Außerdem sei fast jeder zweite der Meinung, dem Staat solle das Gewaltmonopol genommen werden. "An dieser Stelle kapitulieren sogar die Forscher", schreibt Kaube weiter. "Eine nicht extremistisch genannt werden wollende Revolutionsbereitschaft von links, die eher gewaltlos zu einem Staat ohne Gewaltmonopol führen soll, der sich nicht mehr in kriegerische Auseinandersetzungen treiben lässt und den Kapitalismus zwanglos abschafft? Die Utopie war auch schon aggressiver."
Schöne neue Welt in Brandenburg
"Die meisten Revolutionen scheitern an kleinen Dingen", schreibt Björn Wirth in der BERLINER ZEITUNG und meint das neue Fernsehformat von Sat.1: "Newtopia". Fünfzehn Kandidaten sollen ein Jahr lang auf einem eingezäunten Areal in Brandenburg, rund um die Uhr beäugt von Kameras, "eine bessere Welt errichten". Das Startkapital: "5.000 Euro, ein Handy mit 25 Euro Gesprächsguthaben, zwei Kühe und 25 Hühner".
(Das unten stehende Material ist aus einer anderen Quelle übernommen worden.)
PR #3276, opened 2019-07-03
Make sure unhandled command has params

xPaw:
We can crash on `network.getChannel(undefined)` call.

### DIFF
--- a/src/plugins/irc-events/unhandled.js
+++ b/src/plugins/irc-events/unhandled.js
@@ -8,16 +8,18 @@ module.exports = function(irc, network) {
 	irc.on("unknown command", function(command) {
 		let target = network.channels[0];
 
-		// Do not display users own name
-		if (command.params[0] === network.irc.user.nick) {
-			command.params.shift();
-		} else {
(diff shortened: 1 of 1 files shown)


src/plugins/irc-events/unhandled.js
```diff
@@ -8,16 +8,18 @@ module.exports = function(irc, network) {
...
-			// put this message in that channel
-			const channel = network.getChannel(command.params[0]);
+		if (command.params.length > 0) {
+			// Do not display users own name
+			if (command.params[0] === network.irc.user.nick) {
+				command.params.shift();
+			} else {
+				// If this numeric starts with a channel name that exists
+				// put this message in that channel
+				const channel = network.getChannel(command.params[0]);
```
McInkay: If we only have 1 element, and it's the user's nick, then we can still come across the same issue, as we remove that from the params list. We should probably check for that as well.

xPaw: We won't, it's in the `else`.

McInkay: Oh, duh.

Wirth hatte beim Sehen der ersten Zusammenschnitte offenbar seine Freude, besonders an Kandidat Candy: "Candy steht nach eigenem Bekunden irgendwann und keineswegs zu früh auf, hört ein bisschen Musik und denkt dann intensiv darüber nach, was man so machen könnte. Nur nicht zu viel! Außerdem berichtet er, als handelte es sich dabei um eine gewisse Lebensleistung, dass er den Vormittag vorzugsweise nackt verbringt."
Hasspropaganda oder Antikriegsfilm?
Von nackten Fernsehrevolutionären zu einem Kriegsfilm kann die Überleitung nur in die Hose gehen. Also lieber ohne: "Gnadenlose Hasspropaganda, klarer Antikriegsfilm, Superheldenkino mit realen Soldaten, wichtiges Statement gegen Schusswaffenwahn", schreibt Tobias Kniebe in der SÜDDEUTSCHEN ZEITUNG über die kontroverse Aufnahme von Clint Eastwoods Kinofilm "American Sniper" in den USA.
"All das, was das Suchtpotenzial des Krieges ausmacht, wird hier affirmativ reproduziert", kritisiert Andrea Köhler in der NEUEN ZÜRCHER ZEITUNG. Ganz anders bewertet Anke Westphal den Film, der das Leben des realen Scharfschützen Chris Kyle und seiner Einsätze in Afghanistan und im Irak thematisiert. In der BERLINER ZEITUNG schreibt sie: "Es mag irritierend sein, einen solchen Menschen zum Mittelpunkt einer Filmerzählung zu machen, aber unzulässig ist es keinesfalls, wenn man Kunst als Arbeit an der Wirklichkeit betrachtet. Patriotismus ist Teil der Lebenswirklichkeit, wenn auch nicht gerade in Deutschland."
Ernesto Franco oder Ernesto Ferrero?
"Monopol. Oder Mangel an Freiheit", gibt der Autor Mario Fortunato in der FAZ dem Schreckgespenst einen Namen. Fünfzig Schriftsteller, darunter Umberto Eco, haben mit einem offenen Brief in italienischen Tageszeitungen gegen die geplante Übernahme der Verlagsgruppe RCS durch die Gruppe Mondadori protestiert. Letztere werde von Berlusconis Tochter Marina geführt, erklärt wiederum Thomas Steinfeld in der SZ.
Dann wird's kurios: Die Zeitung "La Repubblica" habe ein Telefoninterview mit Ernesto Franco, dem Geschäftsführer von Einaudi, einem zur Berlusconi-Gruppe gehörigen Verlag, veröffentlicht, in dem Franco sich seltsamer Weise gegen die Übernahme ausgesprochen habe. In den Worten von Thomas Steinfeld: "Noch während man sich verblüfft die Augen rieb, kam die Korrekturmeldung: Der Interviewer hatte sich in seinem Telefonbuch verirrt und nicht Ernesto Franco, sondern Ernesto Ferrero angerufen", den Chef der Turiner Buchmesse.